_Exercise_.
From the data that follows, copy every line holding the string "release".

___ Records

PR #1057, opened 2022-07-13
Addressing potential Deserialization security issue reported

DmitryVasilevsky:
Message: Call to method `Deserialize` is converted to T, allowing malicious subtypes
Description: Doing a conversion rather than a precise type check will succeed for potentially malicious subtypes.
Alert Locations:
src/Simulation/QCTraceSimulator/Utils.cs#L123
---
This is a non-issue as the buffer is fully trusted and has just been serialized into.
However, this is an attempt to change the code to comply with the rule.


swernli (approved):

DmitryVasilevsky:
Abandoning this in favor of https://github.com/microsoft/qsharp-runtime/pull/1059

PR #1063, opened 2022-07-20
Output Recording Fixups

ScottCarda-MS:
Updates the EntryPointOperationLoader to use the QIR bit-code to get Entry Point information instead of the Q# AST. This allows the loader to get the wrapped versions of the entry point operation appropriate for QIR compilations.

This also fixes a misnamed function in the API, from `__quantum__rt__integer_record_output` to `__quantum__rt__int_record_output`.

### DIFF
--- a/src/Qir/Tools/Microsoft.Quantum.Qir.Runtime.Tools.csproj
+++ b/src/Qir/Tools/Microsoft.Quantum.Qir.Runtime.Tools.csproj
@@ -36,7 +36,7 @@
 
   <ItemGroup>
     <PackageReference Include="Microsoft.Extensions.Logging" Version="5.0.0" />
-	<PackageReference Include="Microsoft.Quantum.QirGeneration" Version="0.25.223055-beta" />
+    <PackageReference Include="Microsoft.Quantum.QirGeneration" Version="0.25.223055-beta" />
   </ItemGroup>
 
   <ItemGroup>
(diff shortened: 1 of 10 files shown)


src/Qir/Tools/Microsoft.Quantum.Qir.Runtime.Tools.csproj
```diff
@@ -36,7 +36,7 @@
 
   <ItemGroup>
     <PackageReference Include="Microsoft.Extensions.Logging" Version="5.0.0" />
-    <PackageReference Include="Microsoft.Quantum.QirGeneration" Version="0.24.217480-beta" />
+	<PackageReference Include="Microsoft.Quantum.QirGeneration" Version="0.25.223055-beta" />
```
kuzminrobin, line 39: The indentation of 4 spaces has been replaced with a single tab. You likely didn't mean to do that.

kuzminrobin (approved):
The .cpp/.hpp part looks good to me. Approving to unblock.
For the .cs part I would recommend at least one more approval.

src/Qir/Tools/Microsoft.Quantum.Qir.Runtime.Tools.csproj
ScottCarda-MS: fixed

______
___ Records

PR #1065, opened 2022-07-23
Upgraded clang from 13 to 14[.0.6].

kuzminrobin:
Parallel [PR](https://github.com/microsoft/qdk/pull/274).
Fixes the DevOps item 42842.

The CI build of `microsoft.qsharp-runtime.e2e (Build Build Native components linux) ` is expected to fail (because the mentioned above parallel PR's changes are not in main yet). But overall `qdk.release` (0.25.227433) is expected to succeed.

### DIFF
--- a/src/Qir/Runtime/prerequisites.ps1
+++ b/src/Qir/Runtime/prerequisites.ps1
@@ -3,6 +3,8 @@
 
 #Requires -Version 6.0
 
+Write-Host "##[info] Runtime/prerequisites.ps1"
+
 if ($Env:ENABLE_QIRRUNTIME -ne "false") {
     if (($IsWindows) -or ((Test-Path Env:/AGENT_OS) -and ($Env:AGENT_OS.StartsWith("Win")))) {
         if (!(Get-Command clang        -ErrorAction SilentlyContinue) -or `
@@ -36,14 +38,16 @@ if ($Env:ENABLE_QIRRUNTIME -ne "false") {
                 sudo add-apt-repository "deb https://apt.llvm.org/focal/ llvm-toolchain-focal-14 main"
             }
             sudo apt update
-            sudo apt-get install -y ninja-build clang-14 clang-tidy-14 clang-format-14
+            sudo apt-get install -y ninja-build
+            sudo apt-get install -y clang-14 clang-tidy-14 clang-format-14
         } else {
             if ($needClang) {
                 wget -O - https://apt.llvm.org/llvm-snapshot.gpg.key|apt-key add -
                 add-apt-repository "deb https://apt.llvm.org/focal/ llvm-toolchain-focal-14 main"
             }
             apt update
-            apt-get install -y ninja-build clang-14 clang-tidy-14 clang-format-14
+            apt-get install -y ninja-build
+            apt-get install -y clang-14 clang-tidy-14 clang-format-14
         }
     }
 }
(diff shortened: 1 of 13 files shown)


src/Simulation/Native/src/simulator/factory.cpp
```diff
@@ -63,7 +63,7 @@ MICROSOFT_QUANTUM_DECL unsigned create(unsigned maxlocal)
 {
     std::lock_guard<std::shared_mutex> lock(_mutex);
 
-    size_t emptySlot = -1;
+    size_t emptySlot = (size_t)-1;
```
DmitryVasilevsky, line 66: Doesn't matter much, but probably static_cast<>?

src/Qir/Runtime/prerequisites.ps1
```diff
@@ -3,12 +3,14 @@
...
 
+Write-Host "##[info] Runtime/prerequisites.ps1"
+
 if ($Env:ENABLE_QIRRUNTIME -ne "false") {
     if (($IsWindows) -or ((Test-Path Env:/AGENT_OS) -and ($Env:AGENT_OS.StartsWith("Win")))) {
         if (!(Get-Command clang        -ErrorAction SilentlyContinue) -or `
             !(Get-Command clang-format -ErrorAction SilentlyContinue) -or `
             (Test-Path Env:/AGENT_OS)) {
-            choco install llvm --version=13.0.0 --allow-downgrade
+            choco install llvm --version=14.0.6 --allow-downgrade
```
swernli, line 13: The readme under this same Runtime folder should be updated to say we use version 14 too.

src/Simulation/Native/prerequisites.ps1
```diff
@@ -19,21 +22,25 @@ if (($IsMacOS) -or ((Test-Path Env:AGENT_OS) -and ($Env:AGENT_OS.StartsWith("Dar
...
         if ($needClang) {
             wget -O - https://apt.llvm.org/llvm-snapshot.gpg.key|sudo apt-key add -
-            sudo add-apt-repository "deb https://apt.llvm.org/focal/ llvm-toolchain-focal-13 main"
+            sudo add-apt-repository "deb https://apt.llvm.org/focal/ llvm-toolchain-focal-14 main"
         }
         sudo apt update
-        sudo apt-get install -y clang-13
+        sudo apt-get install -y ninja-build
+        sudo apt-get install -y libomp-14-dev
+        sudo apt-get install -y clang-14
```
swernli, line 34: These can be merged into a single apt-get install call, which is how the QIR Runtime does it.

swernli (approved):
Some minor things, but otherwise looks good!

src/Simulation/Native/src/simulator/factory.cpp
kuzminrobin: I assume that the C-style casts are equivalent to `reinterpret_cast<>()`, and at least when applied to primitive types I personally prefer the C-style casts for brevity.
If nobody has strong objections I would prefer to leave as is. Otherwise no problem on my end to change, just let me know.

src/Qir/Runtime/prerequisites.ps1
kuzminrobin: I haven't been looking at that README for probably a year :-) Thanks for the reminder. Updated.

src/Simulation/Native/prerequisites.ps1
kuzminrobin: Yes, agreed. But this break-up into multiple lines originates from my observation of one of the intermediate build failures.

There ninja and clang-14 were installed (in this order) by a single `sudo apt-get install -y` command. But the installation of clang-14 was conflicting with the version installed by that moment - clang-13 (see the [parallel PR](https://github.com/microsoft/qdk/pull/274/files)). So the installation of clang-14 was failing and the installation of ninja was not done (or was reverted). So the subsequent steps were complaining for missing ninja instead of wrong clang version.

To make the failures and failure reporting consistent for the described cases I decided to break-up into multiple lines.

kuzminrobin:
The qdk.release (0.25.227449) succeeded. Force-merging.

______

_Solved problem_.
The CI build of `microsoft.qsharp-runtime.e2e (Build Build Native components linux) ` is expected to fail (because the mentioned above parallel PR's changes are not in main yet). But overall `qdk.release` (0.25.227433) is expected to succeed.
The qdk.release (0.25.227449) succeeded. Force-merging.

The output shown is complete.